TYPE: str or None DEFAULT: None

RETURNS DESCRIPTION
DatasetSummary

The flat discovery summary.

corpus_from_value

corpus_from_value(value: JsonValue) -> Corpus | None

Decode a record value into a Corpus, or None on failure.

The wire-only $type discriminator is dropped before validation, since the generated models do not declare it.

PARAMETER DESCRIPTION
value

The record value to decode.

TYPE: JsonValue

RETURNS DESCRIPTION
Corpus or None

The decoded corpus, or None when the value is not a decodable corpus.

summary_from_envelope

summary_from_envelope(
    envelope: RecordEnvelope,
    *,
    did: str | None = None,
    handle: str | None = None,
    source_endpoint: str | None = None,
) -> DatasetSummary | None

Decode a corpus envelope into a DatasetSummary.

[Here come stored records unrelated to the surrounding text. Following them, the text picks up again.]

PR #563, opened 2024-08-03
remove more Nose usage

a-detiste:
This is a follow-up to https://github.com/ukoethe/vigra/pull/545 

@hmaarrfk  @eli-schwartz

### DIFF
--- a/ci/build_unix.sh
+++ b/ci/build_unix.sh
@@ -10,7 +10,7 @@ conda create \
     --name vigra \
     python=${PYTHON_VERSION} pytest c-compiler cxx-compiler \
     zlib jpeg libpng libtiff hdf5 fftw \
-    boost boost-cpp numpy h5py nose sphinx \
+    boost boost-cpp "numpy<2" h5py nose sphinx \
     openexr lemon cmake make
 
 if [[ `uname` == 'Darwin' ]];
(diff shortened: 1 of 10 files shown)


hmaarrfk:
Could you also try to address the low hanging fruit of bool8 in bumpy

I think this should help

https://github.com/numpy/numpy/issues/23755

a-detiste:
I don't really see how it's related

a-detiste:
Ok now I see...

hmaarrfk:
Remind me why this isn’t a problem on master? The nose modifications that is

hmaarrfk:
(You can set a similar upper bound to windows for numpy or if you are capable you may choose to fix the underlying issues)

a-detiste:
I don't use windows or conda or even virtualenv, I stay on the Debian testing rolling release; which is today still at Numpy 1.x. This PR looks good so far.

hmaarrfk:
I guess remains: `assert_raises`.

The remaining failures in OSX are likely due to compiler strictness I've encountered in https://github.com/conda-forge/vigra-feedstock/issues/134

a-detiste:
this needs more research ...

Is it ok to try this as you suggested here https://github.com/ukoethe/vigra/pull/545 ? (this can be an other PR)

-from nose.tools import assert_raises
+from unittest import assertRaises as assert_raises

hmaarrfk:
See #565

PR #564, opened 2024-08-04
Remove usage of nose since it really isn't in fashion anymore

hmaarrfk:
cc: @a-detiste i figured i would rip off the bandaid


hmaarrfk:
see https://github.com/ukoethe/vigra/pull/565

PR #571, opened 2024-08-10
Build with libjpeg-turbo

hmaarrfk:
we stopped supporting "jpeg" at conda-forge


hmaarrfk:
windows and linux passed.

PR #582, opened 2024-09-02
Find sphinx better

hmaarrfk:
Sometimes in cross compiled environments sphinx may not be under the python prefix.

It should just be availbe in the bin directory


hmaarrfk:
Sphinx will try to import code for the generation so it might need a consistent environment.

PR #583, opened 2024-09-02
Update Version 1.12.1

hmaarrfk:
```
    // Convenience Macros for stringifying the version number
    #define __VIGRA_STRINGIFY(s) #s
    #define _VIGRA_STRINGIFY(s) __VIGRA_STRINGIFY(s)
    #define VIGRA_VERSION_STRING (_VIGRA_STRINGIFY(VIGRA_VERSION_MAJOR) "." _VIGRA_STRINGIFY(VIGRA_VERSION_MINOR) "." _VIGRA_STRINGIFY(VIGRA_VERSION_PATCH)

```

We should consider a stringification macro, but I don't want to wait that long.


hmaarrfk:
Given the patch was so "small" reasonable is 1 day.

PR #584, opened 2024-09-03
Removing executable permission from plain files

emmenlau:
This PR has only a trivial change: It removes executable permissions from plain files (like images or C++ source files).


k-dominik (approved):
lgtm

PR #585, opened 2024-09-03
Remove superfluous whitespace at end of line

emmenlau:
This PR contains a pure whitespace change. It removes all trailing whitespace from c++ source files. This improves future PRs, to reduce modification of whitespace.


k-dominik:
Hi @emmenlau,

also thank you for this change proposal.

While I like it tidy, personally, I also like my in-line git history.  I know there are hoops to hide certain commits from git blame but I prefer not to set this up. So far superfluous whitespace has not been a concern when working with this library. So I'd be in favor of _not_ adding this kind of bulk change now. But let's see what @hmaarrfk thinks.

Cheers
Dominik

hmaarrfk:
Let's jump through the hoops for this. 

It's impossible to do any work on this project on modern editors that keep stripping whitespace. 

I wonder if it is worth adding something like clang tidy. But that might be overkill. 

If you are ok making a followup PR with the git rev ignore I'll mergr this as is

emmenlau:
Actually, I'm all for adding something like `.clang-format` and/or clang-tidy!! We use that on all projects nowadays, and its even supported out of the box in Visual Studio and the likes!

But I can say that I tried `.clang-format` a long time ago in a MR, which eventually was never merged because the changes where quite big. I guess it would help to fiddle a bit with the config, to make sure the `.clang-format` respects the current vigra formatting as much as possible, or at least represents your idea of nice formatting :-)
This is an aspect where I'm not too knowledgeable.

Can you say that you mean with `git rev ignore`? I'd be more than happy to push this forward, and even more if we can add something like `.clang-format`!

hmaarrfk:
can you configure `.clang-tidy` to `just check trailing whitespace`? Nothing else for now.

We can reformat things slowly as you get a few more PRs through.

I want to strike the right balance between making it easy for me to review (i dislike mentioning to others to strip whitespace) and destroying the "knowledge" of the historic code base.

emmenlau:
> can you configure `.clang-tidy` to `just check trailing whitespace`? Nothing else for now.

I would have assumed that such a check should exist in `clang-tidy`. But after 5 minutes of googling I find not a single useful resource. So I conclude that `clang-tidy` does not feature checks for trailing whitespace (or consistent whitespace in general).

It should be easy to craft some shell script with such checks, in case you want to run them as part of the CI. I could craft the script, but I'm not too knowledgeable with CI integration.

hmaarrfk:
Can you:

1. Create a file called `run_lint.sh`
2. Put the following content in:
```bash
#!/bin/bash

# Find all .c, .h, and .cpp files in the current directory
files=$(find . -name '*.c' -o -name '*.h' -o -name '*.cpp')

# Initialize a flag to track if any trailing whitespace is found
error_found=0

# Loop through each file and check for trailing whitespace
for file in $files; do
    if grep -q "[[:blank:]]$" "$file"; then
        echo "Trailing whitespace found in: $file"
        error_found=1
    fi
done

# If trailing whitespace was found, exit with an error
if [ $error_found -eq 1 ]; then
    exit 1
else
    echo "No trailing whitespace found."
fi
```
3. Make the following mods to the azure pipeline

```patch
diff --git a/azure-pipelines.yml b/azure-pipelines.yml
index d8db9e68..3e13928e 100644
--- a/azure-pipelines.yml
+++ b/azure-pipelines.yml
@@ -13,6 +13,11 @@ jobs:
           PYTHON_VERSION: 3.12
     steps:
       - script: bash ci/build_unix.sh
+  - job: lint
+    pool:
+      vmImage: ubuntu-latest
+    steps:
+      - script: bash run_lint.sh
   - job: OSX
     pool:
       vmImage: macOS-latest
```

4. Push
5. Let the pipeline fail
6. Fix the remaining whitespace with a script similar to:

```
$ cat strip.sh
#!/bin/bash

# Check if a filename was provided as an argument
if [ -z "$1" ]; then
    echo "Usage: $0 <filename>"
    exit 1
fi

# Check if the provided file exists
if [ ! -f "$1" ]; then
    echo "Error: File '$1' not found."
    exit 1
fi

# Remove trailing whitespace in place
sed -i 's/[[:blank:]]\+$//' "$1"

echo "Trailing whitespace removed from: $1"
```


Thanks!

hmaarrfk:
(I tried to push to your branch, but it didn't seem like you enabled maintainers to push)

emmenlau:
I seem unable to give you access to this PR! I looked at https://docs.github.com/en/pull-requests/collaborating-with-pull-requests/working-with-forks/allowing-changes-to-a-pull-request-branch-created-from-a-fork but it does not help.

hmaarrfk:
yeah its fine

It seems like the CI test is working. 

Just a few more files with trailing whitespace.

emmenlau:
Is the test error on osx unrelated?

hmaarrfk:
Lets see what happens on the main branch, i just merged https://github.com/ukoethe/vigra/pull/586

hmaarrfk:
why? i was just restarting the builds.

hmaarrfk:
it seems like they passed. some tests are likely just flaky, and always have been:
image

emmenlau:
> why? i was just restarting the builds.

Sorry, I mis-read! When you said you merged, I assumed you merged this PR! :-)

emmenlau:
> can you make a PR to add the git revision to some git ignore blame or something?>

Hmm, I'm not sure I understand! Can you elaborate?

hmaarrfk:
https://graphite.dev/guides/git-blame-ignore-revs#step-2-creating-a-git-blame-ignore-revs-file

emmenlau:
Ok, I just learned about ignoring git commits, which is interesting! But, can you elaborate which commit(s) you would want to ignore, and why? I'm not sure I get the bigger picture...

hmaarrfk:
We want the commit that changed 20000 lines of code to be ignored so we can maintain the meaningful history of thibgs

Returns None when the envelope is not a corpus record or its value does not validate, so a single bad record does not abort a listing.

PARAMETER DESCRIPTION
envelope

The record envelope to decode.

TYPE: RecordEnvelope

did

The owning DID; derived from the envelope URI when omitted.

TYPE: str or None DEFAULT: None

handle

The owning handle, when known.

TYPE: str or None DEFAULT: None

source_endpoint

The PDS or appview the envelope was read from.

TYPE: str or None DEFAULT: None

RETURNS DESCRIPTION
DatasetSummary or None

The summary, or None when the record is not a decodable corpus.

matches

matches(
    summary: DatasetSummary, flt: DatasetFilter | None
) -> bool

Return whether a summary satisfies a filter.

PARAMETER DESCRIPTION
summary

The summary to test.

TYPE: DatasetSummary

flt

The filter; None matches everything.

TYPE: DatasetFilter or None

RETURNS DESCRIPTION
bool

True when the summary passes every set facet.

listcorpora_params

listcorpora_params(
    repo: str, flt: DatasetFilter | None
) -> QueryParams

Build listCorpora query parameters, pushing the server-side facets.

Only language and domain are server-side facets on listCorpora; every other facet is applied client-side over the mapped summaries.

PARAMETER DESCRIPTION
repo

The repository DID or handle to list.

TYPE: str

flt

The filter whose server-side facets to push.

TYPE: DatasetFilter or None

RETURNS DESCRIPTION
QueryParams

The query parameters for corpus.listCorpora.